I concur with most here: orchids as a profitable business are a very difficult goal. My outlays for my small (30 x 55 square ft) commercial space and acquisition of stock are at this point nearly at the level of a nice new car. It takes a long time before the plants are ready to sell and until the public is aware of what one is selling and enough trust and good will are built up for profits to begin to occur on even a small scale. I'm still, after about two and a half years into the development of my business, at the point of less focus on sales than on growing the plants. I'm slowly putting all the pieces together: business license, resale permit, insurance, website and cards, inventory system, recordkeeping system, etc. When I'm further along I will announce my readiness to all of you very happily. Right now, I'm putting one foot in front of the other day by day, happy in the knowledge that I'm doing what I utterly love: being around orchids and orchid people! I'm funding all this out of my pension and social security as a retired R.N, as well as out of my not extensive savings. So - don't quit the "day" job. If you can, make it in a related field! Get a horticulture, chemistry, geology or botany degree if you can! If you simply cannot do that, try to make more than you need on a monthly basis so that your orchid expenditures can be covered!


----------



## ericst11 (Nov 24, 2012)

You won't get rich off orchids you might beable to support your habit . But making a living is getting far and few . The production of Phal and other mass made orchids. Has just smashed the small time orchid vendors. Even the bigger ones are slowly fading away.


----------



## LWP (Jan 24, 2013)

*How to make a Million on selling orchids, first you take two million ...*

Somewhat of a standard quote in the nursery business, but very appropriate here. Most never get rich, many that do make their money by selling their property and pocketing the appreciation after decades. For others, it's an act of love, fulfilling their hobbies and an income stream ... not wealth. Understand your customer, anticipate trends, be ahead of the herd, offer consistent value and promote, promote, promote... and luck be with you.


----------



## ehanes7612 (Jan 24, 2013)

i am hoping to garner a thousand awards and sell off my collection when i am 60 (i figure i will be sick of orchids by then)..and do something else...i have two awarded plants so far..998 TO GO!!!!


----------



## Rick (Jan 24, 2013)

ehanes7612 said:


> i am hoping to garner a thousand awards and sell off my collection when i am 60 (i figure i will be sick of orchids by then)..and do something else...i have two awarded plants so far..998 TO GO!!!!

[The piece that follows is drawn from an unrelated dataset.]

PR #8440, opened 2020-09-08
Change creating branch on HEAD by default

### LINKED ISSUE #8297: create branch from here
## Feature description

This is my first suggestion so bear with me!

Isn't that about $40,000 dollars in awards fees!?!?



I know several growers that make a good portion of their revenue by doing the speaking tour thing, and selling plants direct at OS meetings. That's like a constant marketing thing.

A Phal grower friend of mine is an AOS judge. Owns his house/property/GH's outright (so opperating costs minimized). A lot of his sales (primarily to local florists) are plants he purchases from wholesale sources in early bud, and then blooms them out. In general he has them for less than 6 months, and the bulk are white hybrid phals.

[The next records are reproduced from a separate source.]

PR #8451, opened 2020-09-12
Settings updated event [cleanup]

ivangrek:
Continuation #8450

## Proposed changes

- Add the ability to receive an event about a change in the setting value.
- Also, in the future, we can remove all classes inherited from Setting<T> and use one generic.

### After

image

We can replace

image

And use

image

He has a ton of awarded plants, species and hybrids, every color and pattern immaginable, breeds his own, but blooming white phales are what pay the bills.


----------



## ehanes7612 (Jan 24, 2013)

Rick said:


> Isn't that about $40,000 dollars in awards fees!?!?

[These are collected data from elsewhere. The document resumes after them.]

PR #8458, opened 2020-09-15
Don't use "AddSettingBinding" in "FormBrowseRepoSettingsPage"

### LINKED ISSUE #8446: Settings: Checkbox not well reflecting the setting state
## Current behaviour

When the only settings source available is "Global for all repositories" and so that there is no "Effective" source, the value could be not well set to the checkbox

See checkbox in is in intermediate state even if the setting value is 'true'/checked:
image

## Expected behaviour

The checkbox is checked.

## Steps to reproduce

I don't know at the moment :(

Not sure but I don't think so.

## Environment

- Git Extensions 33.33.33
- Build 09a8426c36a826a76f6a3abd65b6914ae94d047a (Dirty)
- Git 2.28.0.windows.1
- .NET Framework 4.8.4210.0
- DPI 168dpi (175% scaling)

## Diagnostic

Hint: that's perhaps here: https://github.com/gitextensions/gitextensions/blob/master/Plugins/GitUIPluginInterfaces/Settings/BoolSetting.cs#L57

ivangrek:
Fixes #8446

## Proposed changes

- The use "AddSettingBinding" in "FormBrowseRepoSettingsPage" doesn't make sense because the page implements only IGlobalSettingsPage

### Before

image

### After

image

## Test methodology 

- Manual

### How to test

image

#### Before

image

#### After 

image

## Test environment(s) 

- Git Extensions 3.4.3.9999
- Git 2.28.0.windows.1
- .NET Framework 4.8.4220.0
- DPI 96dpi (no scaling)

----

### DIFF
--- a/GitUI/CommandsDialogs/SettingsDialog/Pages/FormBrowseRepoSettingsPage.cs
+++ b/GitUI/CommandsDialogs/SettingsDialog/Pages/FormBrowseRepoSettingsPage.cs
@@ -20,20 +20,22 @@ namespace GitUI.CommandsDialogs.SettingsDialog.Pages
         protected override void Init(ISettingsPageHost pageHost)
         {
             base.Init(pageHost);
-
-            // Bind settings with controls
-            AddSettingBinding(AppSettings.ShowConEmuTab, chkChowConsoleTab);
-            AddSettingBinding(AppSettings.ShowGpgInformation, chkShowGpgInformation);
         }
 
         protected override void PageToSettings()
         {
+            AppSettings.ShowConEmuTab.Value = chkChowConsoleTab.Checked;
+            AppSettings.ShowGpgInformation.Value = chkShowGpgInformation.Checked;
+
             AppSettings.ConEmuTerminal.Value = ((IShellDescriptor)cboTerminal.SelectedItem).Name.ToLowerInvariant();
             base.PageToSettings();
         }
 
         protected override void SettingsToPage()
         {
+            chkChowConsoleTab.Checked = AppSettings.ShowConEmuTab.Value;
+            chkShowGpgInformation.Checked = AppSettings.ShowGpgInformation.Value;
+
             foreach (IShellDescriptor shell in _shellProvider.GetShells())
             {
                 cboTerminal.Items.Add(shell);


pmiossec:
It fixes the loading problem with the checkbox.
Was it the only page doing that? Because there are other pages with only "Global for all repositories"...

Don't you think there is a way to fix `AddSettingBinding()` to handle pages with only "Global for all repositories" to not be obliged to do something like that on all the pages like that?

ivangrek:
>Was it the only page doing that?

Only used here.

> Don't you think there is a way to fix AddSettingBinding() to handle pages with only "Global for all repositories" to not be obliged to do something like that on all the pages like that?

Something tells me that this is not implemented.

Perhaps you can clarify the purpose.

> The purpose of the "Effective" setting is not clear. I would be glad if someone could clarify the purpose.

ivangrek:
It may be necessary to download "Effective" instead of "Global". Looking deeper, there is a lot of code to touch.

Better to put it out as a separate task with clear goals.

We want to refactor

```
void PageToSettings()
void SettingsToPage()
```

to

```
void Init(ISettingsPageHost pageHost)
{
   AddSettingBinding(AppSettings.ShowConEmuTab, chkChowConsoleTab);
}
```

for all pages?

Or just for simple settings.

RussKie:
> Perhaps you can clarify the purpose.
> 
> > The purpose of the "Effective" setting is not clear. I would be glad if someone could clarify the purpose.

Some settings can be distributed:
- global settings - %UserAppData%\GitExtensions.settings
- team settings - settings that are distributed with the repo stored in .\GitExtensions.settings
- user settings - user-only repo-specific settings that reside in .\.git folder

Each layer overrides the above, so user > team > global. "Effective" is the lowest-level settings available.

Many years ago there was a discussion that you may want to read: https://github.com/gitextensions/gitextensions/issues/1707

RussKie:
MC

ivangrek:
Alternatively, we can add distributed flag.

```
public BoolSetting(string name, bool defaultValue, bool distributed)
            : this(name, name, defaultValue)
{
}
```
Or

```
public ISettingControlBinding CreateControlBinding(bool distributed)
{
    return new CheckBoxBinding(this, CustomControl, distributed);
}
```

```
public override void LoadSetting(ISettingsSource settings, CheckBox control)
{
    var applyDefaultValue = (_distributed && settings.SettingLevel == SettingLevel.Effective)
        || !_distributed;

    bool? settingVal = applyDefaultValue
        ? Setting.ValueOrDefault(settings)
        : Setting[settings];

    control.SetNullableChecked(settingVal);
}
```

But this will require changing the interfaces, which will affect the work of plugins.

If we go down this path, I would first separate Setting and Binding.
What do you think?

RussKie:
> But this will require changing the interfaces, which will affect the work of plugins.

I would avoid this for the moment.

RussKie (approved):

RussKie:
@pmiossec any objections?

pmiossec (approved):

pmiossec:
>@pmiossec any objections?

no. LGTM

Yikes!!!..AOS should give out more awards, huh?

:rollhappy:


----------



## SlipperFan (Jan 24, 2013)

LWP said:


> Somewhat of a standard quote in the nursery business, but very appropriate here. Most never get rich, many that do make their money by selling their property and pocketing the appreciation after decades. For others, it's an act of love, fulfilling their hobbies and an income stream ... not wealth. Understand your customer, anticipate trends, be ahead of the herd, offer consistent value and promote, promote, promote... and luck be with you.



Welcome to Slippertalk, LWP. Please introduce yourself in the Greetings and Salutations section. You sound like someone who knows about the orchid business.


----------



## limuhead (Jan 25, 2013)

As far as a business it never really occured to me to make a living on orchids, but to supplement my income or 'support my habit' I think it is a necessity unless you are fairly well off. I have raised orchids for about 20 years, made a few hybrids, and grown and sold thousands of orchids. Many would say that having sold thousands I must be a commercial grower; the answer is no. I am a hobbiest that buys flasks and compots(very expensive ones at that), grows out a small population, selects the ones I feel that will be nice, and sells what I don't have room for after discarding stunted or unhealthy plants. I have in the past sold at local orchid shows and plan on doing it again in the near future. Last year I sold over 10,000$ on Ebay alone, but about half of that went right back into my hobby/habit. It allowed me to build a 600 square foot greenhouse in my back yard and then fill it (overfill actually) with what I consider quality breeding stock. After all is said and done I made about $2,000 dollars last year, but I estimate if I sold everything I have in the greenhouse retail right now I would have about $40,000.


----------



## abax (Jan 25, 2013)

As a nursery owner, the best advice I've heard here is don't quit your day
job!


----------



## goods (Jan 25, 2013)

I don't have much to add to this subject, but one suggestion I can make is to learn and become a pro at flasking. By being able to do everything "in house", I think you can save yourself some money and increase your collection frugally. 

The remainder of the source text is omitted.